Miroslav Krstic
University of California, San Diego
Date/Time: Jan 30, 2024 – 19:00 (online)
Control and Machine Learning: Rivals or Partners?
It is no longer a question WHETHER machine learning should be incorporated into the control toolbox but only HOW. On the one hand, employment as a control engineer today requires some degree of familiarity with ML. On the other hand, even some highest-profile AI pioneers have disavowed the ways of use of ML for control in which physical modeling – where possible – is bypassed, design lacks guarantees, and the distinguishing nature of feedback systems, where stability and safety are at stake, is overlooked.

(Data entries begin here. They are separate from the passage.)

PR #37, opened 2020-07-28
rollout: Add methods to include client and context

gvso:
This adds two methods that allows the update of the client and context used for rollouts. The context would become useful when we have to pass a context to the health package.

### DIFF
--- a/pkg/rollout/rollout.go
+++ b/pkg/rollout/rollout.go
@@ -54,6 +54,7 @@ func New(metricsProvider metrics.Provider, svcRecord *ServiceRecord, strategy *c
 		project:         svcRecord.Project,
 		region:          svcRecord.Region,
 		strategy:        strategy,
+		ctx:             context.TODO(),
 		log:             logrus.NewEntry(logrus.New()),
 	}
 }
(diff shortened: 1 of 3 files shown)


gvso:
@ahmetb  We discussed about adding at `WithClient` function. I went ahead and added a `WithContext` function too.

pkg/rollout/rollout.go
```diff
@@ -41,22 +43,33 @@ const (
...
 }
 
+// WithClient updates the client in the rollout instance.
+func (r *Rollout) WithClient(client runapi.Client) *Rollout {
+	r.runClient = client
+	return r
+}
+
+// WithContext updates the context in the rollout instance.
+func (r *Rollout) WithContext(ctx context.Context) *Rollout {
```
ahmetb, line 68: I don't get WithContext.
You can technically always pass context.TODO() or context.Background() for tests?
What's the purpose of this?

gvso: That's true, but we also wanted to reduce the number of parameters in the constructor. 

However, it doesn't hurt to add it to `New`

ahmetb: ctx is typically part of method signatures.

PR #40, opened 2020-07-30
config: Validate metrics criteria configuration

gvso:
This validates that the metrics criteria to err sooner for an invalid value. It also adds an extra return value in `config.IsValid` to specify the problem with the configuration object.

### DIFF
--- a/pkg/config/config.go
+++ b/pkg/config/config.go
@@ -1,12 +1,16 @@
 package config
 
+import (
+	"github.com/pkg/errors"
+)
+
 // MetricsCheck is the metrics check type.
 type MetricsCheck string
 
 // Supported metrics checks.
 const (
 	LatencyMetricsCheck   MetricsCheck = "request-latency"
-	ErrorRateMetricsCheck              = "error-rate-percent"
+	ErrorRateMetricsCheck MetricsCheck = "error-rate-percent"
 )
 
 // Target is the configuration to filter services.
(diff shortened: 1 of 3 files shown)


pkg/config/config.go
```diff
@@ -72,38 +76,66 @@ func NewTarget(project string, regions []string, labelSelector string) *Target {
...
 	var previous int64
 	for _, step := range config.Strategy.Steps {
 		if step <= previous || step > 100 {
-			return false
+			return false, errors.New("steps must be in ascending order and not greater than 100")
 		}
 		previous = step
 	}
 
+	for _, criteria := range config.Strategy.Metrics {
```
ahmetb, line 97: add `for i, ` and add %d with `i` to the error

pkg/config/config.go
```diff
@@ -72,38 +76,66 @@ func NewTarget(project string, regions []string, labelSelector string) *Target {
...
 
-func targetsAreValid(targets []*Target) bool {
+func metricsIsValid(metricsCriteria Metric) (bool, error) {
+	threshold := metricsCriteria.Threshold
+	switch metricsCriteria.Type {
+	case ErrorRateMetricsCheck:
+		if threshold > 100 || threshold < 0 {
+			return false, errors.Errorf("threshold must be greater than 0 and less than 100 for %q", metricsCriteria.Type)
+		}
+		break
```
ahmetb, line 112: `break` not necessary

PR #41, opened 2020-07-30
main: Make concurrent rollouts

gvso:
This concurrently rollouts all the services retrieved from the API.

### DIFF
--- a/cmd/operator/main.go
+++ b/cmd/operator/main.go
@@ -17,9 +17,11 @@ package main
 import (
 	"context"
 	"flag"
+	"fmt"
 	"os"
 	"strconv"
 	"strings"
+	"sync"
 	"time"
 
 	"github.com/GoogleCloudPlatform/cloud-run-release-operator/internal/metrics"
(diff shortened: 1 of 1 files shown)


cmd/operator/main.go
```diff
@@ -155,11 +157,30 @@ func runDaemon(ctx context.Context, logger *logrus.Logger, cfg *config.Config) e
...
+		wg.Wait()
+
+		var errsStr string
+		for i, err := range errs {
+			errsStr += fmt.Sprintf("\n[error#%d] %v", i, err)
+		}
+		if len(errs) != 0 {
+			logger.Warnf("there were %d errors: %s", len(errs), errsStr)
 		}
+
```
gvso, line 183: I'm not returning an error here since a failure to update service 'A' shouldn't finish the program. Yet maybe an error when creating a metrics provider should be fatal (since it might be common across all the services). Should we add a specific check if one of the errors is about creating metrics provider?

ahmetb: So this depends on the execution mode. instead of the `logger.Warnf` above

* if this tool runs "once" with request-trigger on Cloud Run: we need to respond to the request with HTTP 500 + this compiled error message

* if this tool runs continuously (e.g. invoked from shell): `logger.Warnf` is ok 

* if this tool runs "once" but still invoked from shell –log.Fatal could be useful here.

I know we have some potential "fatal" errors like deferred creation of metrics provider. But those can be seen in logs when the tool stops working, and the users can come to logs to investigate (warn is user visible)

grayside: One of the great value adds for this tool would be to include a deployment script that creates alerts on bad behavior from rollouts itself. If my rollout service were to start fatalling a lot, I want push notifications.

cmd/operator/main.go
```diff
@@ -155,11 +157,30 @@ func runDaemon(ctx context.Context, logger *logrus.Logger, cfg *config.Config) e
...
+		var (
+			errs []error
+			wg   sync.WaitGroup
+		)
+		for _, service := range services {
+			wg.Add(1)
+			go func(ctx context.Context, lg *logrus.Logger, svc *rollout.ServiceRecord, strategy *config.Strategy) {
+				err = handleRollout(ctx, lg, svc, strategy)
+				if err != nil {
+					errs = append(errs, err)
```
grayside, line 169: It seems unsafe to simply append to a global slice from inside the go func. I'd expect a RW mutex.

gvso: Oohhh, true. Good catch!

cmd/operator/main.go
ahmetb: I think ideally we would expose that functionality through a configuration file. You can come in and specify which channels to notify (pubsub, slack, pagerduty)...

grayside: Much later, to clarify: I mean bootstrapping release manager's service updates by releasing gradually with release manager :)

ahmetb: haha that would be totally interesting :D though ideally we would have only 1 version of RM running, and ideally that'd be the latest, so that old/new versions aren't racing/conflicting.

A number of well-motivated “data-driven” control paradigms have emerged in the control theory literature in the last few years. Most of them are, to various degrees, ALTERNATIVES to the certificate-bearing control tools built by generations of control researchers. I propose, somewhat in contrast, a use of ML which leverages the control community’s rich heritage of rigorous, performance and stability ensuring control designs. A game-changing “supporting role” is assigned to ML, in automating and accelerating by several orders of magnitude the implementation of model-based control designs.
The benefits of such a way of blending ML into control design is nowhere as evident as in control of complex infinite-dimensional systems modeled by partial differential equations. I employ, in PDE control, the latest breakthrough in deep learning approximations of not functions but function-to-function mappings (nonlinear operators) by the so-called “neural operators.” With neural operators, entire PDE control methodologies are encoded into what amounts to a function evaluation, leading to a thousandfold speedup in real-time implementation, while retaining the stability guarantees of the original control designs being encoded by the neural operators. Applications range from traffic and epidemiology to manufacturing, energy generation, and supply chains.
Bio: Miroslav Krstic is Distinguished Professor and Senior Associate Vice Chancellor for Research at University of California, San Diego. He has received the IEEE Hendrik Bode Lecture Prize, Richard Bellman Control Heritage Award, SIAM Reid Prize, ASME Rufus Oldenburger Medal, IFAC TC awards for Nonlinear Control, Distributed Parameter Systems, and Adaptive Systems, IFAC’s Harold Chestnut Textbook Prize, the Ragazzini Education Award, the inaugural AV Balakrishnan Award for the Mathematics of Systems, and other recognitions. He serves as EiC of Systems & Control Letters (currently), EiC-Designate for IEEE Transactions on Automatic Control (2026), and Senior Editor in Automatica.